= Beginning of Section =

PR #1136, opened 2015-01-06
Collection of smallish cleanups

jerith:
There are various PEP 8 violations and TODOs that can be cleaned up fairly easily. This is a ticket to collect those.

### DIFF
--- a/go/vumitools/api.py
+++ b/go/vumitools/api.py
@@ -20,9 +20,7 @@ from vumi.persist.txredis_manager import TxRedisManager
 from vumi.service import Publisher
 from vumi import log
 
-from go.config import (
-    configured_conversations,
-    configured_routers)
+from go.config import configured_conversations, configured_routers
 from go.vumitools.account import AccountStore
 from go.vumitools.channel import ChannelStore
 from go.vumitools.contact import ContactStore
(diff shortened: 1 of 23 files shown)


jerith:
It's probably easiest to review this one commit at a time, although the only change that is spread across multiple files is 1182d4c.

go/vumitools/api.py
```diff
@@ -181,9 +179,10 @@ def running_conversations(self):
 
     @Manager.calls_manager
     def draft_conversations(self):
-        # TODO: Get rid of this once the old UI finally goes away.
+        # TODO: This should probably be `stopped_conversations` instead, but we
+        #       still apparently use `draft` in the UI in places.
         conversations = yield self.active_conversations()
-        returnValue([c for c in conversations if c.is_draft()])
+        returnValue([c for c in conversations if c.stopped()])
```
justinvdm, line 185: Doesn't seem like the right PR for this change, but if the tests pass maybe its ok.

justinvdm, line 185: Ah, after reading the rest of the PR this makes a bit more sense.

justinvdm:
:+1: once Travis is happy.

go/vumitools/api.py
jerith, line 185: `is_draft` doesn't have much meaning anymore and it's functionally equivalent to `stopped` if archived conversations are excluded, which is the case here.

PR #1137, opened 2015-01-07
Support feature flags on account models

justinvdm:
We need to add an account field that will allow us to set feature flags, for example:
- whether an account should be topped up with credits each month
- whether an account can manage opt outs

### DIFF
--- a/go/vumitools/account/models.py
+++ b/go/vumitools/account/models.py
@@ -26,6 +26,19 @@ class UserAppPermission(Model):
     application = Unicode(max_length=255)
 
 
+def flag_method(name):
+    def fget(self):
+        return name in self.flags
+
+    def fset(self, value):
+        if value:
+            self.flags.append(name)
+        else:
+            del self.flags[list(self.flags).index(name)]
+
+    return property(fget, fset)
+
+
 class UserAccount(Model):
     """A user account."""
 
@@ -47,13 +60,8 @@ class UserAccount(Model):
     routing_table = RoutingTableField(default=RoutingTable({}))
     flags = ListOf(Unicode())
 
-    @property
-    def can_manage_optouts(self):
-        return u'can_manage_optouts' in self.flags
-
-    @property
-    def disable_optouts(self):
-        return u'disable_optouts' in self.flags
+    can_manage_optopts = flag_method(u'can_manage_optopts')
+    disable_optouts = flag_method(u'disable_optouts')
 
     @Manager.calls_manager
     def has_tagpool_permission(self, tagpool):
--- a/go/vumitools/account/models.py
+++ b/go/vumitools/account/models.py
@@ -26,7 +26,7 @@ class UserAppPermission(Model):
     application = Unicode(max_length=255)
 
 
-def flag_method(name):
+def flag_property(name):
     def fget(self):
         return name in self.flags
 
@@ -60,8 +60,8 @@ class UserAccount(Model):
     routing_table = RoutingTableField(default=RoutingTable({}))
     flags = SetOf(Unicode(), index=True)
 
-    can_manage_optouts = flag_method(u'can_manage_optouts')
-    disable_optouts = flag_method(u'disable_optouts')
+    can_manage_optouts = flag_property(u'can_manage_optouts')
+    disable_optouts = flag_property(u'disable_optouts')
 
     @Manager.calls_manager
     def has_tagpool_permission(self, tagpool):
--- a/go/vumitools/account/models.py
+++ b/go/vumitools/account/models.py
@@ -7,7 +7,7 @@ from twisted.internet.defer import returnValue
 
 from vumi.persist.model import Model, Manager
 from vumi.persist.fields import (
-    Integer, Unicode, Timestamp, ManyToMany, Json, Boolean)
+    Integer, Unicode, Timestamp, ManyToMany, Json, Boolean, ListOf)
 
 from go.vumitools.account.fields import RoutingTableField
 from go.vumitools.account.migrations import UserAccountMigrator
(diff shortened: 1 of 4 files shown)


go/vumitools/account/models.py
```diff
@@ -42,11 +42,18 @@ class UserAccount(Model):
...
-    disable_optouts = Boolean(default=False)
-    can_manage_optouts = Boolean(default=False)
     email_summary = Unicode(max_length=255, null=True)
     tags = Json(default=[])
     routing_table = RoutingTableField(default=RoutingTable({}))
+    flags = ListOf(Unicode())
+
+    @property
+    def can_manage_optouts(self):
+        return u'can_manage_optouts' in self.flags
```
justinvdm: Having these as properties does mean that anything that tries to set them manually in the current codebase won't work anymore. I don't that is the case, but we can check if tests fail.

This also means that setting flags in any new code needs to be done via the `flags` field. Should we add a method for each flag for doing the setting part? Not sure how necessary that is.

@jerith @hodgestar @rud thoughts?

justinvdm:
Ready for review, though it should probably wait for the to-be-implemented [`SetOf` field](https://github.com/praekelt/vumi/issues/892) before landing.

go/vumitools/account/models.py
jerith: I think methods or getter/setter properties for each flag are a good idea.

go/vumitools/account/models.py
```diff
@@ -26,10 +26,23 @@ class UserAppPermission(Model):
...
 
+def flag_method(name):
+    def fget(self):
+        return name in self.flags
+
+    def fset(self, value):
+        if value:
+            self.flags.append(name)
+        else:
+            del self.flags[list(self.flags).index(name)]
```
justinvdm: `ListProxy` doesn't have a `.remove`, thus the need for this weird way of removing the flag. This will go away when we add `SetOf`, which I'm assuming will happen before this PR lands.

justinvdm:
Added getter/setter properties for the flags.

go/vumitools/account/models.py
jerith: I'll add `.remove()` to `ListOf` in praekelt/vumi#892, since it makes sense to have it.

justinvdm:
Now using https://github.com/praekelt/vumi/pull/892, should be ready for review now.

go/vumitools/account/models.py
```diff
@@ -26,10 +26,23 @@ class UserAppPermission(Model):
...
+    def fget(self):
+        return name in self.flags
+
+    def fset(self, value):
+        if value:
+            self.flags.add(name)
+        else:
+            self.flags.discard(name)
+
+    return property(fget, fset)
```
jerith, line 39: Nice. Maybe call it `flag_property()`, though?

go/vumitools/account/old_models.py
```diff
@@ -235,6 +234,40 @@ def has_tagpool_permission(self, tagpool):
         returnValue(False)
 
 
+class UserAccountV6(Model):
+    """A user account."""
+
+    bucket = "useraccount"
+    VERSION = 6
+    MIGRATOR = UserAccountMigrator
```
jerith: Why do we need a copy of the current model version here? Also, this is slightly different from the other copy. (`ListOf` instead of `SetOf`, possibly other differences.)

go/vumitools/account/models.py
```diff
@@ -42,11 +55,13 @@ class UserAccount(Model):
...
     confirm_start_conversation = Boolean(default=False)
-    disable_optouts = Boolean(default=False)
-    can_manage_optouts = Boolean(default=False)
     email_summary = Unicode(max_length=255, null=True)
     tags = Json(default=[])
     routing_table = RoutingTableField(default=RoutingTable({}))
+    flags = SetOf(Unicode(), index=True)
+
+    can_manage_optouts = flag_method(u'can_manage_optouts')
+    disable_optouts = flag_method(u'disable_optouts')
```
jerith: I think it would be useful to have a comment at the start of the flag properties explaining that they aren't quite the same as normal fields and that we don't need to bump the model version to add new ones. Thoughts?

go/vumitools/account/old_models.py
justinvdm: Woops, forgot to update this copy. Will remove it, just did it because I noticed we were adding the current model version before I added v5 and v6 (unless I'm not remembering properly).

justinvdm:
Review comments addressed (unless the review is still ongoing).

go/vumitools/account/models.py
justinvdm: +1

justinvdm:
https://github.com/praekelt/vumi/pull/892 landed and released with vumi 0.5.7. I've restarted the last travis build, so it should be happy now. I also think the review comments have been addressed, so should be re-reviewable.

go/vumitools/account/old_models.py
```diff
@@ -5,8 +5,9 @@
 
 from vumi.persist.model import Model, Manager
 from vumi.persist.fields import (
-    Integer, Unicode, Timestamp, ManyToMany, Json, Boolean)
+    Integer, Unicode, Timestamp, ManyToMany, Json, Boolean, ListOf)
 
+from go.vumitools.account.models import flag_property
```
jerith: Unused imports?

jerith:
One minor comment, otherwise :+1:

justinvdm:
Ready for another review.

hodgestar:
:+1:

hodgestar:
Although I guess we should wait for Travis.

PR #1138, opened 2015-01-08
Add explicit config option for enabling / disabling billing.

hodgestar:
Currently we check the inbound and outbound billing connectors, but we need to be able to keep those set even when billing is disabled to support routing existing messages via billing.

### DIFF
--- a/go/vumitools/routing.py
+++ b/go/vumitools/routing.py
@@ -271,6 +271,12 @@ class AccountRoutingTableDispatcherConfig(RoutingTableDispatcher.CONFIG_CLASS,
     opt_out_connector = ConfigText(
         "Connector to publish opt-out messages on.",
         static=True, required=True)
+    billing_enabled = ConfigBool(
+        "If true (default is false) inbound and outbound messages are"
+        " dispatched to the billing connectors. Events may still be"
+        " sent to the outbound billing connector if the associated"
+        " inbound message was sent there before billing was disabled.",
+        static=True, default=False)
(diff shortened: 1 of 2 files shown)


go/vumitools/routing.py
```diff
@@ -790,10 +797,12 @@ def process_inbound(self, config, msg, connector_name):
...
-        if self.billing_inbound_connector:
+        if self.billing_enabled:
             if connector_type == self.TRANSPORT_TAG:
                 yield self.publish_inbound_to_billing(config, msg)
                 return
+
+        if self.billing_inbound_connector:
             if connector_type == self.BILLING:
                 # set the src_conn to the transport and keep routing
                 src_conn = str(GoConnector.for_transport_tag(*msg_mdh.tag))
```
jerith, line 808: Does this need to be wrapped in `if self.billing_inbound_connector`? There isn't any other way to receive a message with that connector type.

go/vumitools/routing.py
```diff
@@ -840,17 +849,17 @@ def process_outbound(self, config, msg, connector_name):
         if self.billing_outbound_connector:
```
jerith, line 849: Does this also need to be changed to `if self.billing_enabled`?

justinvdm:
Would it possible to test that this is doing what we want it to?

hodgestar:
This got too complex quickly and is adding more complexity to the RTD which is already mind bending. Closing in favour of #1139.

= End of Section =
= Beginning of Section =

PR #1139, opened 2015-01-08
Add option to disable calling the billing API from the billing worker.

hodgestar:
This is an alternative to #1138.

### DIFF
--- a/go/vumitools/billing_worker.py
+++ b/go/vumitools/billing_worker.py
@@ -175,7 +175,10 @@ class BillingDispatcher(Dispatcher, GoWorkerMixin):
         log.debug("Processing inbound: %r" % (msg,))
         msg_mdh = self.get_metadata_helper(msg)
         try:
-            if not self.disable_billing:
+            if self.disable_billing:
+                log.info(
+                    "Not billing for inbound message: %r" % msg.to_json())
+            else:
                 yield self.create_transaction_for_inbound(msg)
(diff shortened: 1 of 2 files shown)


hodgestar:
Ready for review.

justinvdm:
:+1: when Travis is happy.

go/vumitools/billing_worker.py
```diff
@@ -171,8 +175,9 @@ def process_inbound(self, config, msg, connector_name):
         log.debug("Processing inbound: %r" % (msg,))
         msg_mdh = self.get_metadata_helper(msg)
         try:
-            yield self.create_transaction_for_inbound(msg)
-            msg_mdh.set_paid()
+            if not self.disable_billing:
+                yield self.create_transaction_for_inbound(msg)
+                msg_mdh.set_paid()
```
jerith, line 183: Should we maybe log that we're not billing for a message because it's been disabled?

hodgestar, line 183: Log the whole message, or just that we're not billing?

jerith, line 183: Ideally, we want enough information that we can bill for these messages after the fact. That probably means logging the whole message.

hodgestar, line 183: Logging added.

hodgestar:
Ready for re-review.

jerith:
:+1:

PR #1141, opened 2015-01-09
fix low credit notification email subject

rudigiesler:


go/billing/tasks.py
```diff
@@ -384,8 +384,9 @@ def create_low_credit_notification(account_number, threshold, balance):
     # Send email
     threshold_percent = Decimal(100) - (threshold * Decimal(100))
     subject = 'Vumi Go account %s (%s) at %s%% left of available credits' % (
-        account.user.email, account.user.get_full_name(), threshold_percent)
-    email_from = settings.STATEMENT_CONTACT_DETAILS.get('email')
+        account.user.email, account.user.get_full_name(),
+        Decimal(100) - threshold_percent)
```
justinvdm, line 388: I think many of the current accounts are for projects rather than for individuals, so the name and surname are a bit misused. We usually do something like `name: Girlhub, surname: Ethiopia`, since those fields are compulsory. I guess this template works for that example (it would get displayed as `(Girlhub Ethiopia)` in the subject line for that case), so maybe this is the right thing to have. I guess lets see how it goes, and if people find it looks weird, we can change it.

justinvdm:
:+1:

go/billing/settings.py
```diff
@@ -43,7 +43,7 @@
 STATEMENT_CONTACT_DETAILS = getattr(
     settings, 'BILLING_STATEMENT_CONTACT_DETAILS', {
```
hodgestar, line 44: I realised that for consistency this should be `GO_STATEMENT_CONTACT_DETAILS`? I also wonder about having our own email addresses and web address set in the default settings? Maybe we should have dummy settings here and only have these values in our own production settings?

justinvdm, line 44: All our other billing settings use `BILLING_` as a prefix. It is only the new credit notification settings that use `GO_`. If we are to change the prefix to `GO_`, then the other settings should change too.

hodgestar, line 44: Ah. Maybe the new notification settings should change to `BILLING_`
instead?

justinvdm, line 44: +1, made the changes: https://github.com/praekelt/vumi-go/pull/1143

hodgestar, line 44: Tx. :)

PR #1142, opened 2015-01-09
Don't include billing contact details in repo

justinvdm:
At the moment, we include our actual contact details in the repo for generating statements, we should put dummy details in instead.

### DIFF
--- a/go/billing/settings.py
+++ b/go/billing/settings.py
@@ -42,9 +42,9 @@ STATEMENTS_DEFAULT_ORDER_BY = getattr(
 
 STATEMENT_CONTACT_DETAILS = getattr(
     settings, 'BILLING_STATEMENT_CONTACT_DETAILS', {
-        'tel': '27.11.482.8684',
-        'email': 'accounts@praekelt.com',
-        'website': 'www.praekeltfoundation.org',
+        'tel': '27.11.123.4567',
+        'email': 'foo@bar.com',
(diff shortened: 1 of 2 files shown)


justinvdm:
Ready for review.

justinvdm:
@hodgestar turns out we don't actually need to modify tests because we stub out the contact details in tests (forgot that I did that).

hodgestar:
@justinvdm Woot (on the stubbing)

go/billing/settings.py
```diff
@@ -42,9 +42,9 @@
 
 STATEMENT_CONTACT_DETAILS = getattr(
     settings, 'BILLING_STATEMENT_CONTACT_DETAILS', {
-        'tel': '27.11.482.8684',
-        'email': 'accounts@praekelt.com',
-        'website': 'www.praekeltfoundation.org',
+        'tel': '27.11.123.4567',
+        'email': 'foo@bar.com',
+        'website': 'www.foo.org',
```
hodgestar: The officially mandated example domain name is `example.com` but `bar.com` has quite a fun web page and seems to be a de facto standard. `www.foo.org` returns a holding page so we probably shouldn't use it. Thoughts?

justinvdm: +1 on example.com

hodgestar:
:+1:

= End of Section =

TASK TO CARRY OUT: Transcribe the lines above between the line holding "Currently we check" and the line holding "Would it possible", inclusive, exactly as they stand and with nothing added.

SOLVED PROBLEM:
Currently we check the inbound and outbound billing connectors, but we need to be able to keep those set even when billing is disabled to support routing existing messages via billing.

### DIFF
--- a/go/vumitools/routing.py
+++ b/go/vumitools/routing.py
@@ -271,6 +271,12 @@ class AccountRoutingTableDispatcherConfig(RoutingTableDispatcher.CONFIG_CLASS,
     opt_out_connector = ConfigText(
         "Connector to publish opt-out messages on.",
         static=True, required=True)
+    billing_enabled = ConfigBool(
+        "If true (default is false) inbound and outbound messages are"
+        " dispatched to the billing connectors. Events may still be"
+        " sent to the outbound billing connector if the associated"
+        " inbound message was sent there before billing was disabled.",
+        static=True, default=False)
(diff shortened: 1 of 2 files shown)


go/vumitools/routing.py
```diff
@@ -790,10 +797,12 @@ def process_inbound(self, config, msg, connector_name):
...
-        if self.billing_inbound_connector:
+        if self.billing_enabled:
             if connector_type == self.TRANSPORT_TAG:
                 yield self.publish_inbound_to_billing(config, msg)
                 return
+
+        if self.billing_inbound_connector:
             if connector_type == self.BILLING:
                 # set the src_conn to the transport and keep routing
                 src_conn = str(GoConnector.for_transport_tag(*msg_mdh.tag))
```
jerith, line 808: Does this need to be wrapped in `if self.billing_inbound_connector`? There isn't any other way to receive a message with that connector type.

go/vumitools/routing.py
```diff
@@ -840,17 +849,17 @@ def process_outbound(self, config, msg, connector_name):
         if self.billing_outbound_connector:
```
jerith, line 849: Does this also need to be changed to `if self.billing_enabled`?

justinvdm:
Would it possible to test that this is doing what we want it to?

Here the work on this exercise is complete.